Your assignment:
For the string "AttributeError", find every matching line in the records and copy it.

□ □ □ □

PR #8726, opened 2026-08-18
Fix Tabulator keywords header filter with header_filters=True

### LINKED ISSUE #8725: Tabulator 'keywords' header filter raises AttributeError when header_filters=True

```
panel  1.9.4 (main @ f981408cc)
python 3.12
```

The `keywords` header filter raises `AttributeError` when `header_filters=True`.

`_get_header_filters` reads the per column filter definition with:

```python
filt_def = getattr(self, 'header_filters', {}) or {}
```

`header_filters` is declared as `param.ClassSelector(class_=(bool, dict))`, so when it is `True` that expression evaluates to `True` rather than a dict, and the `keywords` branch then calls `.get` on a bool:

```python
match_all = filt_def.get(col_name, {}).get('matchAll', False)
sep = filt_def.get(col_name, {}).get('separator', ' ')
```

Only the `keywords` branch reads `filt_def`, which is why the other filter types are unaffected.

Passing `header_filters` as a dict works, so this only affects the boolean form.

```python
import pandas as pd
import panel as pn

table = pn.widgets.Tabulator(
    pd.DataFrame({'w': ['alpha', 'beta']}), header_filters=True
)
table.filters = [{'field': 'w', 'type': 'keywords', 'value': 'al ph'}]
table.current_view
```

Works as expected with the dict form:

```python
table = pn.widgets.Tabulator(
    pd.DataFrame({'w': ['alpha', 'beta']}),
    header_filters={'w': {'type': 'input', 'func': 'keywords'}},
)
table.filters = [{'field': 'w', 'type': 'keywords', 'value': 'al'}]
table.current_view   # ['alpha']
```

#### Stack Traceback

```
  File "panel/widgets/tables.py", line 615, in _get_header_filters
    match_all = filt_def.get(col_name, {}).get('matchAll', False)
                ^^^^^^^^^^^^
AttributeError: 'bool' object has no attribute 'get'
```

I found this while adding backend parametrised filter tests. There is no existing test for `keywords` combined with `header_filters=True`, which is why it has gone unnoticed.

ghostiee-11:
`header_filters` is a `ClassSelector(class_=(bool, dict))`, and `getattr(self, 'header_filters', {}) or {}` leaves it as `True` for the boolean form, so the keywords branch raised `AttributeError` when it read options off it. It is the only branch that reads that config, which is why no other filter type was affected.

Fixes #8725


ebarkhordar (commented):
The bool guard is right. The same expression has a second shape: `_get_filter_spec` accepts a plain string per column (`filter_type = self.header_filters[column.field]`, then `isinstance(filter_type, dict)`), so `header_filters={'word': 'input'}` is valid config and `filt_def.get(col_name, {})` returns a str.

On `71acd0f5`, panel 1.9.4, with `filters=[{'field': 'word', 'type': 'keywords', 'value': 'lph bet'}]`: `True` and the dict form both filter correctly now, `{'word': 'input'}` still raises `AttributeError: 'str' object has no attribute 'get'`. Normalising the per column entry rather than the container covers all three:

```python
col_def = filt_def.get(col_name)
if not isinstance(col_def, dict):
    col_def = {}
```

Only reachable by setting `filters` directly, so not a blocker.

The red 3.14 legs are the `test_vtk.py` NumPy 2.5 failures that #8729 fixed on main, not your change.

PR #8731, opened 2026-08-19
Make Tabulator edits more robust

### LINKED ISSUE #3620: TableEditEvent when losing focus on a NaN date cell being
Opening the date widget of a Tabulator date cell and hitting `Escape` when that cell value is `NaN` triggers a `TableEditEvent` while it shouldn't:

issue_tabulator_date_editevent

```python
import numpy as np
import pandas as pd
import panel as pn

pn.extension('tabulator')

df = pd._testing.makeMixedDataFrame()
df.at[0, 'D'] = np.nan

receiver = pn.pane.Str('Edit Event Log:\n\n', width=400)
t = pn.widgets.Tabulator(df, widths=100)
i = 0

def callback(e):
    global i
    receiver.object += f'Edit Event #{i} {e.value}\n'
    i += 1

t.on_edit(callback)
pn.Row(t, receiver).servable()
```

philippjfr:
`on_edit` callbacks could intermittently report a stale or incorrect value/old pair (e.g. old == value for an edit that actually changed the data), flaky on CI and worse on some bokeh versions but hard to reproduce locally. Editing a row so its new value no longer matched an active header filter could also silently corrupt a sibling row on the same page under remote pagination.

Root cause: the frontend sent a TableEditEvent immediately before and after patching the ColumnDataSource, and _process_event derived the reported value/old by reading self.value/self._old_value back off the widget. That patch and that event are dispatched via independent, asynchronously-scheduled paths on the server, so there was no guarantee the patch had actually been applied by the time the event was processed, the callback could fire before or after the data actually landed, depending on scheduling. Bokeh's own event-payload serialization only auto-unpacks certain JS constructs, and none of the raw values were dtype-converted, so a naive "just send the value from JS" fix would silently break numeric/date columns.

## Fix

- panel/models/tabulator.ts / panel/models/tabulator.py — TableEditEvent now
  carries the raw value/old straight from the edited Tabulator cell, captured
  at edit time. A JS-side stash (_pending_old_values) works around Tabulator's
  own numeric-empty-to-NaN coercion re-triggering the edit handler and
  clobbering its oldValue bookkeeping before it can be read.
- panel/widgets/tables.py — _process_event now converts that raw value/old
  through _convert_column (the same dtype/NaN coercion _process_data uses)
  instead of reading self.value, so the reported values are correctly typed
  without depending on the patch having landed.
- Simplified the message flow: rather than sending a paired pre/post event
  around the ColumnDataSource.patch() call, the frontend now sends a single
  event before the patch. The Python side records it as a pending edit
  (self._pending_edits, keyed by column + row) and only fires on_edit from
  _update_column — the exact code path that mutates self.value/current_view —
  once that value has actually landed. This removes the two-message dance
  entirely and ties on_edit to the data mutation as a guaranteed side effect
  rather than a message racing against it.
- Fixed an inverted condition in the header-filter/_edited_indexes bookkeeping
  that could desync the row range _update_column writes from the
  (filter-masked) array _process_data hands it, corrupting a neighboring row's
  value.
- As a side effect of only firing on_edit when a value actually changes, this
  also fixes #3620: clicking away from an unedited NaN datetime cell no longer
  fires a spurious edit event (removed the xfail on
  test_tabulator_editor_datetime_nan).
- Added a defensive guard against a malformed/valueless edit event (e.g. one
  constructed without value/old) so it's a no-op rather than a crash.

## AI Disclosure

Fixed with the help of Claude Sonnet 5

### DIFF
--- a/panel/models/tabulator.ts
+++ b/panel/models/tabulator.ts
@@ -22,12 +22,12 @@ import {schedule_when, transformJsPlaceholders} from "./util"
 import tabulator_css from "styles/models/tabulator.css"
 
 export class TableEditEvent extends ModelEvent {
-  constructor(readonly column: string, readonly row: number, readonly pre: boolean) {
+  constructor(readonly column: string, readonly row: number, readonly pre: boolean, readonly value?: unknown, readonly old?: unknown) {
     super()
   }
 
   protected override get event_values(): Attrs {
-    return {model: this.origin, column: this.column, row: this.row, pre: this.pre}
+    return {model: this.origin, column: this.column, row: this.row, pre: this.pre, value: this.value, old: this.old}
   }
 
   static {
@@ -376,6 +376,7 @@ export class DataTabulatorView extends HTMLBoxView {
   columns: Map<string, any> = new Map()
   container: HTMLDivElement | null = null
   _tabulator_cell_updating: boolean=false
+  _pending_old_values: Map<string, any> = new Map()
   _updating_page: boolean = false
   _updating_expanded: boolean = false
   _updating_sort: boolean = false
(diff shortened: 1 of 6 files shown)


panel/models/tabulator.ts
```diff
@@ -1619,20 +1620,36 @@ export class DataTabulatorView extends HTMLBoxView {
...
+    if (this._pending_old_values.has(key)) {
+      old_value = this._pending_old_values.get(key)
+      this._pending_old_values.delete(key)
+    }
+    // value/old are sent explicitly rather than left for Python to read back
+    // from self.value once the ColumnDataSource patch below lands: that
+    // patch is applied via a different, independently-scheduled server-side
+    // path than this event, so there is no ordering guarantee between them.
+    // The event is still sent first so the Python side can record it as a
+    // pending edit before the patch (which it keys off of) arrives.
```
philippjfr:
```suggestion
```

PR #1526, opened 2019-06-03
Fix test incrementalselftest.sh

DomiNic5787:


DomiNic5787:
@williamcroberts
When this test runs against a "fresh" TPM, where not all algorithms have been tested, the else statement is never covered.
#1529 should improve this

Issue #1532, opened 2019-06-04
incrementalselftest.sh fails due to missing CMAC algorithm support


diabonas:
With the current version 1332 of the [TPM simulator](https://sourceforge.net/projects/ibmswtpm2/), the reworked integration test [`incrementalselftest.sh`](https://github.com/tpm2-software/tpm2-tools/blob/master/test/integration/tests/incrementalselftest.sh) fails with
```
ERROR: Got invalid or unsupported algorithm: "unknown3f"
```
The reason for this is that this version of the simulator supports the CMAC algorithm, which `tpm2_getcap` doesn't know and reports as
```
$ tpm2_getcap -T mssim -c algorithms
[...]
unknown3f:
  value:      0x3F
  asymmetric: 0
  symmetric:  1
  hash:       0
  object:     0
  reserved:   0x0
  signing:    1
  encrypting: 0
  method:     0
[...]
```
Support for this algorithm needs to be added to [`tpm2_alg_util.c`](https://github.com/tpm2-software/tpm2-tools/blob/master/lib/tpm2_alg_util.c) and possibly other places, and it needs to be removed from [`eccmethods` and `rsamethods`](https://github.com/tpm2-software/tpm2-tools/blob/master/test/integration/tests/incrementalselftest.sh#L55-L56) in `incrementalselftest.sh`.

Support for CMAC also requires upstream changes in tpm2-tss, see https://github.com/tpm2-software/tpm2-tss/issues/1436.

PR #1533, opened 2019-06-05
 tpm2_alg_util: add CMAC algorithm

diabonas:
Add CMAC to the list of known algorithms. This PR requires https://github.com/tpm2-software/tpm2-tss/pull/1437 to be merged first so that `TPM2_ALG_CMAC` is defined. The new algorithm is also accidentally included in `eccmethods` and `rsamethods` in `incrementalselftest.sh`, rework the conditions to avoid that.

These are the minimal changes to fix the test suite for the most recent TPM simulator version 1332, please advise if there are more places within tpm2-tools where the new algorithm needs to be added.

Fixes: #1532


diabonas:
This should be good to merge now, CI passes since https://github.com/tpm2-software/tpm2-tss/pull/1437 has been merged upstream.

Issue #1535, opened 2019-06-05
Tests might not fail since traps are not inherited to bash functions


joholl:
In `helpers.sh`, there is a bash trap that exits if a return code other than 0 appears:

```bash
#
# Set the default on ERR handler to print the line number
# and failed command.
#
onerror() {
    echo "$BASH_COMMAND on line ${BASH_LINENO[0]} failed: $?"
    exit 1
}
trap onerror ERR
```

However, this trap is **not** inherited to bash functions. See the [bash reference](https://tiswww.case.edu/php/chet/bash/bashref.html#Shell-Functions):

> All other aspects of the shell execution environment are identical between a function and its caller with these exceptions: [...] the ERR trap is not inherited unless the -o errtrace shell option has been enabled. See Bourne Shell Builtins, for the description of the trap builtin.

If the option `-o errtrace` (or `-E`) is passed, the trap will be inherited:

>    If set, any trap on ERR is inherited by shell functions, command substitutions,
>     and commands executed in a subshell environment. The ERR trap is normally not
>     inherited in such cases.

Due to this issue, there are quite some errors (bash commands not returning 0) which are currently missed. For instance, the test `import.sh` passed although the function `run_aes_import_test()` was broken. See #1146.

I suggest adding a `set -E` at the beginning of `helpers.sh`. Unfortunately, as a consequence, some tests will fail and require further work.

williamcroberts:
> I suggest adding a set -E at the beginning of helpers.sh. Unfortunately, as a consequence, some tests will fail and require further work.

That seems reasonable, why would some tests start failing though? Are they broken and passing?

joholl:
Yes, there are several tests failing, some of which are really broken. I'll keep you updated.

joholl:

□ □ □ □

Task answer:
### LINKED ISSUE #8725: Tabulator 'keywords' header filter raises AttributeError when header_filters=True
The `keywords` header filter raises `AttributeError` when `header_filters=True`.
AttributeError: 'bool' object has no attribute 'get'
`header_filters` is a `ClassSelector(class_=(bool, dict))`, and `getattr(self, 'header_filters', {}) or {}` leaves it as `True` for the boolean form, so the keywords branch raised `AttributeError` when it read options off it. It is the only branch that reads that config, which is why no other filter type was affected.
On `71acd0f5`, panel 1.9.4, with `filters=[{'field': 'word', 'type': 'keywords', 'value': 'lph bet'}]`: `True` and the dict form both filter correctly now, `{'word': 'input'}` still raises `AttributeError: 'str' object has no attribute 'get'`. Normalising the per column entry rather than the container covers all three:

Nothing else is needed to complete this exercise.